According to the integrated classification result of all training samples, calculate after fusion(one according to accuracy rate Precision and recall rate Recall, the two provides F1-Measure oneIndividual comprehensive evaluation index), represent the overall performance FP of integrated classification device with it.
Step 310, calculates the fitness function value Fit of each population.
Step 311, selecting, intersect, make a variation to process according to fitness function value obtains new oneFor population.
Step 312, judges whether to meet end condition.

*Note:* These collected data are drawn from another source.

PR #671, opened 2022-03-14
Check RSA-OAEP mechanims when decrypting

Jakuje:
The same check is in all the other methods handling the RSA-OAEP
encryption, wrapping and unwrapping, but for some reason, it was missing
in the decryption operation.

Related: https://github.com/OpenSC/libp11/pull/440


jschlyter:

Jakuje:
> Please rebase on develop and mark as ready when ready.

done

bjosv (approved):
Good finding, we will check that `params->source == CKZ_DATA_SPECIFIED` now.
I wonder if we could improve our tests in the near future to cover this, any idea?

Jakuje:
We discussed the `CKZ_DATA_SPECIFIED` issue and the specs is not exactly clear if it should be always 1 ( CKZ_DATA_SPECIFIED) or it could be also 0 in cases there are no additional data. But this is mostly on a side and should not affect this PR.

Indeed, more tests could help for all the operations.

PR #677, opened 2022-05-30
Fix memory leak in SoftHSM::UnwrapKeySym.

dcoombs:
When using C_UnwrapKey with CKM_xxx_CBC_PAD, the unwrapping key and
cipher objects were not being recycled on success.


dcoombs:
(The appveyor failures seem to be about downloading openssl, not my fault :) )

PR #681, opened 2022-08-16
Fix severe peformance issue accessing keys

### LINKED ISSUE #680: Lookups of specific keys are too slow
The OpenDNSSEC `ods-hsmutil list` command is extremely slow.

First it does a lookup of all private keys using `C_FindObjects*` which takes 2-3 seconds because there are over 300 of them.

Then it does a lookup of the public key corresponding to each private key using `C_FindObjects*` which takes 2-3 seconds **per key** because it goes through all of the keys again.

There doesn't appear to be a better PKCS#11 API for doing this so HSMs must be expected to have faster lookup processes, at least when a specific key ID is provided.

The list command can be improved but key access shouldn't take 2+ seconds.

nomis:
The "true" in the call to Generation::create() in OSToken::OSToken() is
used as the umask when it's supposed to be the isToken value (#566).

Remove the default value from isToken because it's dangerous and there are
only two callers. Explicitly pass "true" and "false" for isToken.

Failing to consider this a token generation file means that the value is
never refreshed for read-only operations. All objects are reloaded from
disk every time one of them is refreshed. List operations take a long time
because all of the objects are re-read for each object.

Fixes #680.

### DIFF
--- a/src/lib/object_store/Generation.cpp
+++ b/src/lib/object_store/Generation.cpp
@@ -35,7 +35,7 @@
 #include "Generation.h"
 
 // Factory
-Generation* Generation::create(const std::string path, int umask, bool isToken /* = false */)
+Generation* Generation::create(const std::string path, int umask, bool isToken)
 {
 	Generation* gen = new Generation(path, umask, isToken);
 	if ((gen != NULL) && isToken && (gen->genMutex == NULL))
--- a/src/lib/object_store/Generation.h
+++ b/src/lib/object_store/Generation.h
@@ -42,7 +42,7 @@ class Generation
 {
 public:
 	// Factory
-	static Generation* create(const std::string inPath, int inUmask, bool inIsToken = false);
+	static Generation* create(const std::string inPath, int inUmask, bool inIsToken);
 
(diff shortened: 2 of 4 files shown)


nomis:
`ods-hsmutil list` now takes 2.7s instead of 13+ minutes for 309 keys...

sarlott:
@halderen it looks like you're nearing the point of making a release for other changes, could you merge this soon?

nomis:
@halderen it looks like you're nearing the point of making a release for other changes, could you merge this soon?

ijsf (approved):
Its pretty obvious this is an argument handling mistake in the code. This PR fixes that and makes the function call more explicit.

bjosv (approved):
Looks good!
A fixup for #566.
Maybe there is clang-tidy checker that could have helped us catching this, [implicit-bool-conversion](https://clang.llvm.org/extra/clang-tidy/checks/readability/implicit-bool-conversion.html) might be to broad but maybe there is something else in that toolbox.

jschlyter (approved):

Issue #314, opened 2021-11-23
[Upmeter] Web pages upmeter.* and status.* load slowly


shvgn:
### Preflight Checklist

- [X] I agree to follow the [Code of Conduct](https://github.com/deckhouse/deckhouse/blob/main/CODE_OF_CONDUCT.md) that this project adheres to.
- [X] I have searched the [issue tracker](https://github.com/deckhouse/deckhouse/issues) for an issue that matches the one I want to file, without success.

### Version

v1.26

### Expected Behavior

They should load in seconds

### Actual Behavior

Sometimes it takes ~20s to load

PR #1257, opened 2022-04-04
[upmeter] fix slowing response of probe list

shvgn:
## Description

Pick groups and probes from runtime for the initial response for UIs

- Fixes the slow response on web UI's
- Cleans code for clarity

## Changelog entries

```changes
section: upmeter
type: fix
summary: Fixed slow data loading in
```


modules/500-upmeter/images/upmeter/pkg/constant/constant.go
```diff
@@ -0,0 +1,7 @@
+package constant
+
+// TODO move to config
```
shvgn, line 3: move User-Agent values to config

shvgn: done

modules/500-upmeter/images/upmeter/pkg/server/api/public_status.go
```diff
@@ -122,16 +119,16 @@ func getStatusSummary(dbCtx *dbcontext.DbContext, monitor *crd.DowntimeMonitor)
 			muteDowntimeTypes: muteTypes,
 		}
 
-		resp, err := getStatus(dbCtx, monitor, filter)
+		resp, err := getStatus(h.DbCtx, h.DowntimeMonitor, filter)
 		if err != nil {
 			log.Errorf("cannot calculate status for group %s: %v", group, err)
-			continue
+			return groupStatuses, StatusOutage, err
```
diafour, line 125: Just a note: it returns partial groupStatuses, may be `nil` is better?

diafour (approved):

modules/500-upmeter/images/upmeter/pkg/server/api/public_status.go
shvgn, line 125:
```suggestion
			return nil, StatusOutage, err
```

modules/500-upmeter/images/upmeter/pkg/server/api/public_status.go
```diff
@@ -122,16 +119,16 @@ func getStatusSummary(dbCtx *dbcontext.DbContext, monitor *crd.DowntimeMonitor)
...
 		}
 
 		summary, err := pickSummary(ref, resp.Statuses)
 		if err != nil {
 			log.Errorf("cannot parse status for group %s: %v", group, err)
-			continue
+			return groupStatuses, StatusOutage, err
```
shvgn, line 131:
```suggestion
			return nil, StatusOutage, err
```

modules/500-upmeter/images/upmeter/pkg/server/api/public_status.go
shvgn: Returning nil

shvgn:
Closes #314

nabokihms (approved):

PR #1259, opened 2022-04-04
[prometheus-metrics-adapter] Restore config file for proxy

yalosev:

## Description
Restore VolumeMount for prometheus-metrics-adapter proxy. Also check file existence on startup and logging fatal if file is absent.

VolumeMount was removed during the last update. Without this file custom-metrics-handler panics on requests. But it was hidden inside logs. 

## Changelog entries

```changes
type: fix
summary: Fix custom metrics workability
```


konstantin-axenov (approved):

z9r5:
Cherry-picked into release-1.31.

Issue #1258, opened 2022-04-04
Unclear relation between enableMultiTenancy and allowAccessToSystemNamespaces


diafour:
### Preflight Checklist

- [X] I agree to follow the [Code of Conduct](https://github.com/deckhouse/deckhouse/blob/main/CODE_OF_CONDUCT.md) that this project adheres to.
- [X] I have searched the [issue tracker](https://github.com/deckhouse/deckhouse/issues) for an issue that matches the one I want to file, without success.

### Version

v1.30

### Expected Behavior

- Relation between `enableMultiTenancy` and `allowAccessToSystemNamespaces` is easy to understand.
- I can predict consequences of 4 possible combinations after reading documentation.

### Actual Behavior

We got several places in documentation that describe these parameters:

1. [enableMultiTenancy](https://deckhouse.io/en/documentation/v1/modules/140-user-authz/configuration.html#parameters-enablemultitenancy) - no mentions of allowAccessToSystemNamespaces.
2. [allowAccessToSystemNamespaces](https://deckhouse.io/en/documentation/v1/modules/140-user-authz/cr.html#clusterauthorizationrule-v1-spec-allowaccesstosystemnamespaces) - description may be interpreted as "`allowAccessToSystemNamespaces: true` will be ignored when `enableMultiTenancy: false`"
3. [multi-tenancy mode](https://deckhouse.io/en/documentation/v1/modules/140-user-authz/usage.html#configuring-kube-apiserver-for-multi-tenancy-mode) - no mentions of allowAccessToSystemNamespaces.

Issue #231, opened 2021-10-14
[user-authz] ClusterAuthorizationRules validation webhook


nabokihms:
### Preflight Checklist

- [X] I agree to follow the [Code of Conduct](https://github.com/deckhouse/deckhouse/blob/main/CODE_OF_CONDUCT.md) that this project adheres to.
- [X] I have searched the [issue tracker](https://github.com/deckhouse/deckhouse/issues) for an issue that matches the one I want to file, without success.

### Use case. Why is this important?

Deckhouse validates ClusterAuthorizationRules within helm templates. In that case, users can save invalid resources to the cluster and receive no feedback about their invalidity.

### Proposed Solution

Use a webhook from the `deckhouse` module to check whether multitenancy is enabled and decline saving attempts of invalid resources.

PR #1260, opened 2022-04-04
[user-authz] add validation webhook for multitenancy feature

yalosev:

## Description
Add validation webhook which prevents CR creation if `limitNamespaces` or `allowAccessToSystemNamespaces` features are used without enabled multitenancy

As described in #1258, it could be hard to determine what is going wrong when you forgot to enable multitenancy

## Changelog entries

```changes
section: user-authz
type: feature
summary: Add validation for ClusterAuthorizationRule with `limitNamespaces` or `allowAccessToSystemNamespaces` features 
impact_level: low
```

### DIFF
--- a/ee/modules/140-user-authz/.build.yaml
+++ b/ee/modules/140-user-authz/.build.yaml
@@ -1,1 +1,2 @@
 templates/webhook
+webhooks/validating
--- a/ee/modules/140-user-authz/.build.yaml
+++ b/ee/modules/140-user-authz/.build.yaml
@@ -1,2 +1,2 @@
 templates/webhook
-webhooks/validating
+webhooks/validating/*
--- a/ee/modules/140-user-authz/.build.yaml
+++ b/ee/modules/140-user-authz/.build.yaml
@@ -1,2 +1,1 @@
 templates/webhook
-webhooks/validating/*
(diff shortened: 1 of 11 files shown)


nabokihms:
There was a reason why such a hook was not implemented earlier in Deckhouse. With the hook from this PR, it is impossible to prevent the following sequence of actions:
1. Enable multitenancy
2. Add cluster authorization rules with the limit namespaces option enabled
3. Disable multitenancy

We were not satisfied with any solution to this problem, so we decided to keep things as is until multitenancy refactoring.

nabokihms:
related https://github.com/deckhouse/deckhouse/issues/231

yalosev:
> There was a reason why such a hook was not implemented earlier in Deckhouse. With the hook from this PR, it is impossible to prevent the following sequence of actions:
> 
> 1. Enable multitenancy
> 2. Add cluster authorization rules with the limit namespaces option enabled
> 3. Disable multitenancy
> 
> We were not satisfied with any solution to this problem, so we decided to keep things as is until multitenancy refactoring.

This case is handled by [this code](https://github.com/deckhouse/deckhouse/blob/main/ee/modules/140-user-authz/templates/webhook/configmap.yaml#L15). But it left error only in Deckhouse logs. I don't see any reason to avoid improvement of user experience and warn user on CR creation if multi tenancy is disabled

nabokihms (approved):

PR #1266, opened 2022-04-05
[cloud-provider-azure] Enable accelerated networking for new machine-controller-manager instances

vitaliy-sn:
## Description

- Accelerated networking is enabled by default for new machine-controller-manager instances.
  - If you want your existing nodes to have accelerated networking enabled, you have to [roll out update](https://deckhouse.io/en/documentation/v1/modules/040-node-manager/faq.html#how-do-i-redeploy-ephemeral-machines-in-the-cloud-with-a-new-configuration) them or just delete.
  - To disable set `.spec.acceleratedNetworking` to `false` in AzureInstanceClass.
- The master and static nodes are set to `acceleratedNetworking=false` by default to automatically add it to AzureClusterConfiguration, which will allow us to change the default value later without any problems.
  - To enable set `.spec.acceleratedNetworking` to `true` and do `dhctl converge`.

[Accelerated networking](https://azure.microsoft.com/fr-fr/blog/maximize-your-vm-s-performance-with-accelerated-networking-now-generally-available-for-both-windows-and-linux/) is a stable feature that helps to improve performance of vm in Azure cloud.

## Changelog entries

```changes
section: cloud-provider-azure
type: feature
summary: Enable accelerated networking for new machine-controller-manager instances.
```

### DIFF
--- a/candi/cloud-providers/azure/openapi/cluster_configuration.yaml
+++ b/candi/cloud-providers/azure/openapi/cluster_configuration.yaml
@@ -159,7 +159,7 @@ apiVersions:
                   type: string
               acceleratedNetworking:
                 type: boolean
-                x-doc-default: true
+                default: false
                 description: |
                   Accelerated Networking providing up to 30Gbps in networking throughput.
       nodeGroups:
--- a/candi/cloud-providers/azure/openapi/cluster_configuration.yaml
+++ b/candi/cloud-providers/azure/openapi/cluster_configuration.yaml
@@ -161,7 +161,7 @@ apiVersions:
                 type: boolean
                 default: false
                 description: |
-                  Accelerated Networking providing up to 30Gbps in networking throughput.
+                  Accelerated Networking provides up to 30Gbps in networking throughput.
       nodeGroups:
         description: |
           An array of additional NodeGroups for creating static nodes (e.g., for dedicated front nodes or gateways).
--- a/candi/cloud-providers/azure/openapi/cluster_configuration.yaml
+++ b/candi/cloud-providers/azure/openapi/cluster_configuration.yaml
@@ -157,6 +157,11 @@ apiVersions:
                 type: object
                 additionalProperties:
                   type: string
+              acceleratedNetworking:
+                type: boolean
+                x-doc-default: true
+                description: |
+                  Accelerated Networking providing up to 30Gbps in networking throughput.
       nodeGroups:
         description: |
           An array of additional NodeGroups for creating static nodes (e.g., for dedicated front nodes or gateways).
--- a/candi/cloud-providers/azure/openapi/instance_class.yaml
+++ b/candi/cloud-providers/azure/openapi/instance_class.yaml
@@ -74,6 +74,11 @@ spec:
                   additionalProperties:
                     type: string
                   x-kubernetes-preserve-unknown-fields: true
+                acceleratedNetworking:
+                  type: boolean
+                  default: true
+                  description: |
+                    Accelerated Networking providing up to 30Gbps in networking throughput.
     - name: v1
       served: true
       storage: false
--- a/candi/cloud-providers/azure/openapi/instance_class.yaml
+++ b/candi/cloud-providers/azure/openapi/instance_class.yaml
@@ -77,7 +77,7 @@ spec:
                 acceleratedNetworking:
                   type: boolean
                   description: |
-                    Accelerated Networking providing up to 30Gbps in networking throughput.
+                    Accelerated Networking provides up to 30Gbps in networking throughput.
                   x-doc-default: true
     - name: v1
       served: true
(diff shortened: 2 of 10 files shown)


nabokihms (commented):
From my point of view, it looks good, but I'd like someone to see it in addition.

modules/030-cloud-provider-azure/cloud-instance-manager/machine-class.yaml
```diff
@@ -43,3 +43,5 @@ spec:
             path: /home/azureuser/.ssh/authorized_keys
             keyData: {{ .Values.nodeManager.internal.cloudProvider.azure.sshPublicKey }}
     zone: {{ .zoneName }}
+    networkProfile:
+      acceleratedNetworking: {{ .nodeGroup.instanceClass.acceleratedNetworking }}
```
konstantin-axenov, line 47: `acceleratedNetworking` must be added to MachineClass checksum

candi/cloud-providers/azure/terraform-modules/master-node/variables.tf
```diff
@@ -40,19 +40,20 @@ variable "clusterUUID" {
...
+  enable_external_ip     = lookup(var.providerClusterConfiguration.masterNodeGroup.instanceClass, "enableExternalIP", false)
+  urn                    = split(":", var.providerClusterConfiguration.masterNodeGroup.instanceClass.urn)
+  image_publisher        = local.urn[0]
+  image_offer            = local.urn[1]
+  image_sku              = local.urn[2]
+  image_version          = local.urn[3]
+  actual_zones           = lookup(var.providerClusterConfiguration, "zones", null) != null ? tolist(setintersection(["1", "2", "3"], var.providerClusterConfiguration.zones)) : ["1", "2", "3"]
+  zones                  = lookup(var.providerClusterConfiguration.masterNodeGroup, "zones", null) != null ? tolist(setintersection(local.actual_zones, var.providerClusterConfiguration.masterNodeGroup["zones"])) : local.actual_zones
+  additional_tags        = merge(lookup(var.providerClusterConfiguration, "tags", {}), lookup(var.providerClusterConfiguration.masterNodeGroup.instanceClass, "additionalTags", {}))
+  accelerated_networking = lookup(var.providerClusterConfiguration.masterNodeGroup.instanceClass, "acceleratedNetworking", true)
```
konstantin-axenov, line 58: This is not good. We don't want to change defaults, so all masters nodes have to be converged. I suggest using the same scheme as for yandex platform migration. First, we set default to `false` for acceleratedNetworking and then on the next release we change it to `true`. The same is about static nodes.

konstantin-axenov (changes requested):

konstantin-axenov:
@vitaliy-sn Very bad description of pull request. It's not clear what is going on. We are changing default behavior, and this is important. You must write accurate information. I expected something like this:

> New machine-controller-manager machines will be ordered with accelerated networking enabled by default. If you want your existing machines to have accelerated networking enabled, you have to roll out update them or just delete. Control-plane nodes and static nodes won't be affected by these changes because blah-blah-blah. If you want master nodes to be updated, you have to blah-blah-blah.

modules/030-cloud-provider-azure/cloud-instance-manager/machine-class.yaml
vitaliy-sn: done

candi/cloud-providers/azure/terraform-modules/master-node/variables.tf
vitaliy-sn: The default is specified in the spec, left here just in case to avoid errors. I set a value similar to that specified in the spec, so as not to confuse.

candi/cloud-providers/azure/openapi/cluster_configuration.yaml
```diff
@@ -157,6 +157,11 @@ apiVersions:
                 type: object
                 additionalProperties:
                   type: string
+              acceleratedNetworking:
+                type: boolean
+                default: false
+                description: |
+                  Accelerated Networking providing up to 30Gbps in networking throughput.
```
konstantin-axenov, line 164:
```suggestion
                  Accelerated Networking provides up to 30Gbps in networking throughput.
```

candi/cloud-providers/azure/openapi/instance_class.yaml
```diff
@@ -74,6 +74,11 @@ spec:
                   additionalProperties:
                     type: string
                   x-kubernetes-preserve-unknown-fields: true
+                acceleratedNetworking:
+                  type: boolean
+                  description: |
+                    Accelerated Networking providing up to 30Gbps in networking throughput.
```
konstantin-axenov, line 80:
```suggestion
                    Accelerated Networking provides up to 30Gbps in networking throughput.
```

konstantin-axenov (approved):

PR #1294, opened 2022-04-07
[node-mananger] fix panic in apiserver endpoints discovery

shvgn:
## Description

Fix panic when we get nil instead of a string

When pod is nt ready, the hooks panics and blocks deckhouse main queue

## Changelog entries

```changes
section: node-manager
type: fix
summary: Fix panic
impact_level: low
```


RomanenkoDenys (approved):
Looks very good

nabokihms (approved):

PR #1193, opened 2022-03-29
[candi] refactor kubernetes-api-proxy

RomanenkoDenys:
## Description

Refactor kubernetes-api-proxy.
1. Use discovered apiserver endpoints to set up kubernetes api proxy on nodes.
2. Use kubernetes api proxy static pod instead of system package.
## Why do we need it, and what problem does it solve?

This PR prevents situations, when all apiservers are going down and kubernetes-api-proxy cannot discover live endpoints.
## Changelog entries

```changes
section: candi
type: feature
summary: refactor kubernetes-api-proxy
impact_level: low
```

PR #1297, opened 2022-04-07
[candi] fixed kubernetes-api-proxy run in docker envs

RomanenkoDenys:
## Description

1. Fixed kubernetes-api-proxy run in docker envs.
2. Added imagePullPolicy: IfNotPresent to kubernetes-api-proxy static pod.

When we use docker as a CRI, we cannot get control plane images from the private registry because of the lack of registry credentials on the node.

### DIFF
--- a/candi/bashible/common-steps/node-group/050_configure_and_start_docker.sh.tpl
+++ b/candi/bashible/common-steps/node-group/050_configure_and_start_docker.sh.tpl
@@ -48,16 +48,9 @@ EOF
 {{- end }}
 
 {{- if .registry.auth }}
-mkdir -p /.docker
-bb-sync-file /.docker/config.json - << "EOF"
-{
-	"auths": {
-		"{{ .registry.address }}": {
-			"auth": "{{ .registry.auth }}"
-		}
-	}
-}
-EOF
+username="$(base64 -d <<< "{{ .registry.auth }}" | awk -F ":" '{print $1}')"
+password="$(base64 -d <<< "{{ .registry.auth }}" | awk -F ":" '{print $2}')"
+HOME=/ docker login --username "${username}" --password "${password}" {{ .registry.address }}
 {{- end }}
 
 {{- end }}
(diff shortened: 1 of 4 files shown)


candi/bashible/common-steps/node-group/050_configure_and_start_docker.sh.tpl
```diff
@@ -47,4 +47,17 @@ bb-sync-file /etc/docker/certs.d/{{ .registry.address }}/ca.crt  - << "EOF"
 EOF
 {{- end }}
 
+{{- if .registry.auth }}
+mkdir -p /.docker
+bb-sync-file /.docker/config.json - << "EOF"
```
konstantin-axenov, line 52: Maybe we should check that files exists and append content to it using jq?

konstantin-axenov (dismissed):

konstantin-axenov:
@nabokihms Take a look please. This is a fix for https://github.com/deckhouse/deckhouse/pull/1193.

modules/040-control-plane-manager/images/kubernetes-api-proxy/werf.inc.yaml
```diff
@@ -1,6 +1,11 @@
 ---
 image: {{ $.ModuleName }}/{{ $.ImageName }}
 from: {{ env "BASE_NGINX_ALPINE" }}
+import:
```
nabokihms, line 4: I did not get this part. Why do we need the pause inside the Nginx image?

RomanenkoDenys: I did it because i added kubernetes-api-proxy to image-holder. I think it is an important part of control-plane.

konstantin-axenov: We need to pull kubernetes-api-proxy image before imagePullSecret exists. So we are using the same scheme as for control-plane images.

RomanenkoDenys: It can be excessive, so i removed pause binary from container and removed kubernetes-api-proxy from image-holder.

nabokihms (approved):

PR #1301, opened 2022-04-08
[candi] added ssh allow list to cloud providers

RomanenkoDenys:
## Description

Added ssh allow list to cloud providers terraform security groups.
Providers list:
Azure (standard layout).
GCP (standard, without-nat layouts).
AWS (standard, without-nat, with-nat layouts).
Openstack (simple, simple-with-internal-network, standard, standard-with-no-router layouts).

We want to limit ssh access to cluster nodes only to the allowed list of CIDRs.
## Changelog entries

```changes
section: candi
type: feature
summary: Added ssh allow list to cloud providers terraform security groups.
impact_level: low
```


RomanenkoDenys:
- [ ] Azure test
- [ ] GCP test
- [ ] AWS test
- [ ] Openstack test

ee/candi/cloud-providers/openstack/layouts/standard/base-infrastructure/main.tf
```diff
@@ -5,6 +5,7 @@ module "network_security" {
   source           = "../../../terraform-modules/network-security"
   prefix           = local.prefix
   remote_ip_prefix = "0.0.0.0/0"
```
konstantin-axenov, line 7: Can we get rid of `remote_ip_prefix` variable? I think it is confusing if we have `ssh_allow_list`.

RomanenkoDenys: Yes, that's a good point.

konstantin-axenov (approved):

konstantin-axenov:
@nabokihms Have a look, please.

If do not meet, return to step 303,To upgrade member's grader complementarity and integrated classification device overall performance; If meet, execution step313。
End condition can finish or reach predefined threshold value for iterations.
Step 313, selects the population of fitness function maximum wherein as the power of member classifying deviceHeavy, construct optimum fusion grader with this.
Step 314, by test set data input optimum fusion grader, to obtain predicting class label.
By implementing the present invention, can obtain following beneficial effect:
1) complementarity between fusion performance and the member classifying device of use multi-categorizer builds genetic algorithmFitness function, ensured between Multiple Classifier Fusion performance and member classifying device complementary equilibrium;
2) complementarity between the Jaccard measuring similarity member classifying device of use weighting, has reducedAmount of calculation has been taken into account the otherness of member classifying device simultaneously;
3) training sample is independently inputted different member classifying devices, and the training of each grader is independent, can concurrency strong.
One of ordinary skill in the art will appreciate that all or part of step that realizes above-described embodimentSuddenly can complete by hardware, also can carry out the hardware that instruction is relevant by program and complete, instituteThe program of stating can be stored in a kind of computer-readable recording medium, and the above-mentioned storage of mentioning is situated betweenMatter can be read-only storage, disk or CD etc.